Kilkutygodniowego chłopca znaleziono w oknie życia w Sosnowcu. Dziecko trafiło do szpitala na badania – poinformowała diecezja sosnowiecka.

REKLAMA

Mikołaj Wójtowicz z biura prasowego diecezji sosnowieckiej przekazał, że alarm w oknie prowadzonym przez Caritas Diecezji Sosnowieckiej i znajdującym się u sióstr karmelitanek w Sosnowcu, odezwał się w niedzielę ok. godz. 16.10. Kilkutygodniowy, dobrze zadbany chłopczyk trafił do szpitala na szczegółowe badania - wyjaśnił.

To już czwarte dziecko znalezione w istniejącym od 12 lat sosnowieckim Oknie Życia. Pierwsze znalazło tam schronienie trzy lata temu - 19 marca 2018 r. Był to zdrowy noworodek; chłopiec nie miał jeszcze odciętej pępowiny, zajęli się nim lekarze. Odtąd znaleziono tam jeszcze dwóch chłopców i jedną dziewczynkę.

Jak działa okno życia?

Po położeniu w oknie życia dziecka nadawany jest sygnał, słyszalny tylko dla dyżurującej siostry pielęgniarki. Ta schodzi wtedy do pokoju, w którym jest okno, wyłącza sygnał i sprawdza, czy w oknie jest niemowlę. Jeżeli tak, siostra sprawdza godzinę, wyjmuje kołyskę z niemowlęciem z okna i kładzie na stole do przewijania, oceniając pobieżnie stan noworodka.

Następnie siostra dzwoni na pogotowie, zgłaszając potrzebę przyjazdu karetki do ratowania noworodków, tzw. "N", przedstawia ocenę stanu zdrowia noworodka i telefonicznie prosi kogoś o otwarcie wejścia pracownikom pogotowia. Do czasu przyjazdu ratowników nie traci kontaktu wzrokowego z dzieckiem, ew. wykonując podstawowe czynności pielęgnacyjne.

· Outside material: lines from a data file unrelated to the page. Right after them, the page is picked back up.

PR #5049, opened 2017-03-08
fix ActionDropDown.on_touch_down: return True

ecdsa:
this fixes event propagation when a dropdown menu is pressed.
on_touch_down should return True if the parent returns True.

### DIFF
--- a/kivy/uix/actionbar.py
+++ b/kivy/uix/actionbar.py
@@ -264,6 +264,7 @@ class ActionDropDown(DropDown):
         if super(ActionDropDown, self).on_touch_down(touch):
             if self.auto_dismiss:
                 self.dismiss()
+            return True
 
 
 class ActionGroup(ActionItem, Spinner):


KeyWeeUsr:
Can't reproduce https://github.com/kivy/kivy/commit/574780c9986818e76ee8370e2bc4d100e7416824 so quickly, but I'll try to reproduce it with older commits. It may have something to do with the change in https://github.com/kivy/kivy/commit/0b50ee2f1a18b9babd6c585f393b9fa7156ea8d6 - or not, but that fixed two touches, which might explain the dismissing.

The reproducing is basically about trying to change `auto_dismiss` in the `actionbar.py` example at the bottom from both Python and KV and the buttons have to behave correctly - dispatching events once, not closing the dropdown when `auto_dismiss` isn't active, etc.

ecdsa:
I have a drop down menu with several buttons in my app. without the "return True" statement, a touch event is sent to the dropdown, but also to the widgets hidden under the dropdown.

KeyWeeUsr:
I have not said no to the PR and I know why it needs to get back, but there's a testing needed because that bug hides very well. 🙍 I checked Windows with master + this and it **_seems_** to be ok again, but there remains to find the bug again to check what fixed it and check if it doesn't go wrong on Android too (well, it should behave the same, but anyway...).

KeyWeeUsr:
I couldn't reproduce it even without reverting old changes in `dropdown.py` and `actionbar.py` both on Windows and Android which is weird. Anyway, we know where to look if something breaks with `ActionDropDown` again.

Thanks! 👼

PR #5052, opened 2017-03-10
Fix ffpyplayer crash on Windows

germn:
Using ffpyplayer on Windows may lead to crush since some of `img.to_memoryview()` returning values may be `None`:

>    File "C:\Users\gmn\Dropbox\gmn\code\python\LLP\core\video_ffpyplayer.py", line 72, in _redraw
>      self._tex_u.blit_buffer(du, colorfmt='luminance')
>    File "kivy\graphics\texture.pyx", line 934, in kivy.graphics.texture.Texture.blit_buffer (kivy\graphics\texture.c:13449)
>  IndexError: Out of bounds on buffer access (axis 0)

This PR fixes it.

Video that leads to crash:
https://yadi.sk/i/au0NqZp43EsxA5
Tested on Windows 10, crash happens not always, on first `_redraw` call.

### DIFF
--- a/kivy/core/video/video_ffpyplayer.py
+++ b/kivy/core/video/video_ffpyplayer.py
@@ -199,11 +199,12 @@ class VideoFFPy(VideoBase):
         if self._texture:
             if self._out_fmt == 'yuv420p':
                 dy, du, dv, _ = img.to_memoryview()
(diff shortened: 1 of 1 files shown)


matham:
I don't understand why it would ever be None, but I guess it can't hurt..

PR #5053, opened 2017-03-10
ffpyplayer video: update frame/position on seek if video paused

germn:
This PR is about to fix:
https://github.com/matham/ffpyplayer/issues/21

@matham, code works, what do you think about it?

### DIFF
--- a/kivy/core/video/video_ffpyplayer.py
+++ b/kivy/core/video/video_ffpyplayer.py
@@ -260,23 +260,23 @@ class VideoFFPy(VideoBase):
                     relative=False)
                 self._next_frame = None
 
-            # If player is paused, but frame outdated,
-            # we need to unpause ffpyplayer to get actual frame.
-            if self._next_frame is None and self._ffplayer.get_pause():
-                self._ffplayer.set_volume(0)  # Try to do it silently.
+            # Get next frame if paused:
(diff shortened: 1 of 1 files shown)


kivy/core/video/video_ffpyplayer.py
```diff
@@ -260,9 +260,37 @@ def _next_frame_run(self):
...
 
-            t1 = time.time()
-            frame, val = ffplayer.get_frame()
-            t2 = time.time()
+            # Get next frame if paused:
+            if self._next_frame is None and ffplayer.get_pause():
+                ffplayer.set_volume(0.0)  # Try to do it silently.
+                ffplayer.set_pause(False)
+                try:
+                    to_skip = 6
```
matham: The problem last time I looked at it was that it's not 6 frames, it can be more or less, so you may end up seeking too far or too little. Last time I tried to see if I can fix this in ffpyplayer directly, but didn't get to it. I guess as a hack it may work for now though?

Also, instead of checking if `self._next_frame` is None, you should explicitly check if there was a seek earlier by e.g. setting a seek flag above in `if seek_queue:`.

germn:
Added explicit checking on seeking when paused, added commentary for magic number.

I agree solution is far from ideal, but, I assume, still better then no solution at all :)

PR #5054, opened 2017-03-12
Fix inconistent naming, where kv files are not unloaded

Zen-CODE:
This fixes an issue where Builder.unload_string fails. The Builder.load_file function adds the full path before adding it to the 'files' property (line 285).
```
   filename = resource_find(filename) or filename
```
This is not done when unloading, so the filename is not found in 'files'and nothing is unloaded.

### DIFF
--- a/kivy/lang/builder.py
+++ b/kivy/lang/builder.py
@@ -319,6 +319,8 @@ class BuilderBase(object):
             if y[2] != filename:
                 templates[x] = y
         self.templates = templates
+
+        filename = resource_find(filename) or filename
         if filename in self.files:
             self.files.remove(filename)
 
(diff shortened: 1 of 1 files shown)


rafalo1333:
@Zen-CODE I am not sure about changing "Lang" -> "Builder" in Logger message. Some time ago we made the KV Lang logs consistent by using common "Lang" descriptor everywhere. Reverting this one is not a wise choice in my opinion.

Zen-CODE:
Okay, removed that. There is quite a lot of duplication between lang and builder, and I'm not sure why that is. I added that as the message can occur in 2 places, so is ambiguous. 

But yes, a PR should address 1 issues :-)

akshayaurora:
@Zen-CODE 👍

PR #5067, opened 2017-03-19
Logger: purge_logs(): Replace hardcoded value *maxfiles* with config setting *log_maxfiles*.

ErwinRieger:
The number of kept logfiles in FileHandler.purge_logs() is hardcoded to 100 (*maxfiles*). This pull request adds a new config setting *log_maxfiles* that is used instead of this hardcoded value. Default value is the previous value of 100. Bumped KIVY_CONFIG_VERSION up to 19.

### DIFF
--- a/kivy/logger.py
+++ b/kivy/logger.py
@@ -59,7 +59,6 @@ import os
 import sys
 import kivy
 from kivy.compat import PY2
-from kivy.config import Config
 from random import randint
 from functools import partial
 
@@ -117,6 +116,7 @@ class FileHandler(logging.Handler):
         if randint(0, 20) != 0:
             return
 
+        from kivy.config import Config
         maxfiles = Config.getint('kivy', 'log_maxfiles')
 
         if maxfiles <= 0:
@@ -150,6 +150,7 @@ class FileHandler(logging.Handler):
 
     def _configure(self, *largs, **kwargs):
         from time import strftime
+        from kivy.config import Config
         log_dir = Config.get('kivy', 'log_dir')
         log_name = Config.get('kivy', 'log_name')
 
@@ -222,6 +223,7 @@ class FileHandler(logging.Handler):
         if FileHandler.fd is None:
             try:
                 self._configure()
+                from kivy.config import Config
                 Config.add_callback(self._configure, 'kivy', 'log_dir')
                 Config.add_callback(self._configure, 'kivy', 'log_name')
             except Exception:
--- a/kivy/logger.py
+++ b/kivy/logger.py
@@ -37,6 +37,7 @@ The Logger can be controlled via the Kivy configuration file::
     log_enable = 1
     log_dir = logs
     log_name = kivy_%y-%m-%d_%_.txt
+    log_maxfile = 100
 
 More information about the allowed values are described in the
 :mod:`kivy.config` module.
@@ -115,8 +116,8 @@ class FileHandler(logging.Handler):
         if randint(0, 20) != 0:
             return
 
-        # Use config ?
-        maxfiles = 100
+        from kivy.config import Config
+        maxfiles = Config.getint('kivy', 'log_maxfiles') - 1
 
         print('Purge log fired. Analysing...')
         join = os.path.join
@@ -131,16 +132,15 @@ class FileHandler(logging.Handler):
             # sort by date
             lst = sorted(lst, key=lambda x: x['ctime'])
 
-            # get the oldest (keep last maxfiles)
-            lst = lst[:-maxfiles]
-            print('Purge %d log files' % len(lst))
+            print('Purge %d log files' % (len(lst) - maxfiles))
 
-            # now, unlink every file in the list
-            for filename in lst:
+            # unlink the oldest files in the list,
+            # keep last maxfiles
+            for i in range(len(lst) - maxfiles):
                 try:
-                    unlink(filename['fn'])
+                    unlink(lst[i]['fn'])
                 except PermissionError as e:
-                    print('Skipped file {0}, {1}'.format(filename['fn'], e))
+                    print('Skipped file {0}, {1}'.format(lst[i]['fn'], e))
 
         print('Purge finished!')
 
--- a/kivy/logger.py
+++ b/kivy/logger.py
@@ -59,6 +59,7 @@ import os
 import sys
 import kivy
 from kivy.compat import PY2
+from kivy.config import Config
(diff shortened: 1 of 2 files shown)


kivy/logger.py
```diff
@@ -115,8 +116,8 @@ def purge_logs(self, directory):
         if randint(0, 20) != 0:
             return
 
-        # Use config ?
-        maxfiles = 100
+        from kivy.config import Config
```
KeyWeeUsr: I wonder if it wouldn't be better to move all `from kivy.config import Config` in that .py file to the top (there are 3).

kivy/logger.py
```diff
@@ -115,8 +116,8 @@ def purge_logs(self, directory):
...
+        maxfiles = Config.getint('kivy', 'log_maxfiles') - 1
```
KeyWeeUsr: I'm not sure if `- 1` is a good idea as the rest of the code expects `100` and not `99` as a value for the current behavior (`if len(lst) > maxfiles:`, `lst = lst[:-maxfiles]`, etc) . Probably just a matter of taste though.

kivy/logger.py
ErwinRieger: OK, i will add the "￼if not maxfile > 0: return" line and replace all Config imports with a single one...

kivy/logger.py
ErwinRieger: The question is the meaning of *log_maxfiles*. With the current implementation, you get one logfile if you specify log_maxfiles=1 in config.ini (purge removes all old logfiles and the logger then adds a new one). Without the "-1" you get two logfiles with the log_maxfiles=1 setting - which one is better?

KeyWeeUsr: I myself feel that the `log_maxfiles` should represent a number for the real state _before_ actually creating a new log i.e. keeping the variable kind of "local" to the `purge_logs()`, independent on the rest of the system. Imagine a case when someone wants to purge the logs manually(`purge_logs()` isn't a private method), this could lead to a confusion as for "why is there a file missing?".

Imagine a value from config equal to `10` and a total number of files equal to `100`. In case when `maxfiles = <config>` this is the output:
* total: 100
* erased: 90
* remaining: 10

in case when `maxfiles = <config> - 1` this is the output:
* total: 100
* erased: 91
* remaining: 9

ErwinRieger: This is a good point, we have to consider direct calls to `purge_logs()`. I am good with this and will remove the *-1* term. So the behaviour of *log_maxfiles* will be:

- `log_maxfiles <= 0`: disable purging, keep all logfiles.
- `log_maxfiles > 0`: purge logfiles and keep the most log_maxfiles recent logfiles. After that a new logfile will be added by the logger module so you will end up with `log_maxfiles+1` files.

kivy/logger.py
ErwinRieger: Replacing several 'import kivy.Config' statements with a single one at the top was not possible:
`I/python  ( 5561): Traceback (most recent call last):
I/python  ( 5561):   File "main.py", line 10, in <module>
I/python  ( 5561):     from kivy.support import install_twisted_reactor
I/python  ( 5561):   File "/data/data/de.ibrieger.ibr/files/app/lib/python2.7/site-packages/kivy/__init__.py", line 38, in <module>
I/python  ( 5561):     from kivy.logger import Logger, LOG_LEVELS
I/python  ( 5561):   File "/data/data/de.ibrieger.ibr/files/app/lib/python2.7/site-packages/kivy/logger.py", line 62, in <module>
I/python  ( 5561):     from kivy.config import Config
I/python  ( 5561):   File "/data/data/de.ibrieger.ibr/files/app/lib/python2.7/site-packages/kivy/config.py", line 320, in <module>
I/python  ( 5561):     from kivy import kivy_config_fn
I/python  ( 5561): ImportError: cannot import name kivy_config_fn
`

KeyWeeUsr:
@dessant should `log_maxfiles = 0` be handled the same way like `log_maxfiles = -1` i.e. disable removing, or should it be _remove all_ flag? I'm not quite sure about this, but I think it might be a separate behavior.

The import thing, well, there's this cat & mouse race for the `config.ini` (it's not created/located yet), so the imports might be troublesome. Let's ignore them or something important breaks.

I tried it with this:
```python
Config.set('kivy', 'log_maxfiles', 1)
from kivy import kivy_home_dir as hd
from kivy.logger import Logger
from os.path import join
Logger.handlers[1].purge_logs(join(hd, Config.get('kivy', 'log_dir')))
```

it doesn't work with config edited in a file (for me) most likely because the `FileHandler` is initialized before the code is even read (`100` files kept). I'm not sure if it's a bug per-se (i.e. if it can be fixed), though if not, it'd nice to have some note in the documentation like it is for the keyboard [here](https://github.com/kivy/kivy/blob/master/examples/keyboard/main.py#L134)(no clue why it isn't in the Config doc as it behaves similarly → [`Config.write()` + restart](https://github.com/kivy/kivy/blob/master/examples/keyboard/main.py#L144)).

Anyway, it looks really nice! :)

ErwinRieger:
Maybe it didn't removed logs because of the 5% random stuff ('if randint(0, 20) != 0: return').

KeyWeeUsr:
@ErwinRieger Nah (I put some statement before `return`), it's because of `<=` in `if maxfiles <= 0:` as I foolishly suggested in the beginning and missed the functionality for the `0` itself:

> ... a simple if not maxfile > 0: return (because -1 is still true)...

To introduce the `0` part just remove the `=` from the mentioned line and correct the `lst` part above `print('Purge....` to this:

    lst = lst[:-maxfiles] if maxfiles else lst

therefore:
* -1 → ignored
* 0 → all removed, new log dropped in the folder
* 1+ → count of _log_maxfiles_ remains in the folder + one new log dropped in

Also, for the documentation: instead of ["Note:"](https://github.com/kivy/kivy/pull/5067/files#diff-dc82eaf94f876f667675d3493cc95dd1R95) try to use e.g. [RST editor](http://rst.ninjs.org/) and add `.. note::` tag. [It'll look prettier](https://github.com/ErwinRieger/kivy/blob/04ff945b9764a0eefae77de30c2935206b5a2c0f/kivy/config.py#L168). That's probably everything before merge.

KeyWeeUsr:
Tested with those values, everything looks nice, thanks! 🍡

ErwinRieger:
Works for me too. Thanks.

Po przekazaniu dziecka grupie ratowniczej siostra zapisuje godzinę otwarcia okna, płeć dziecka, pobieżnie oceniony jego wygląd, godzinę przyjazdu karetki i przejęcia dziecka. Następnego dnia powiadamiany jest ośrodek adopcyjny, który dalej pilotuje proces prawny adopcji dziecka.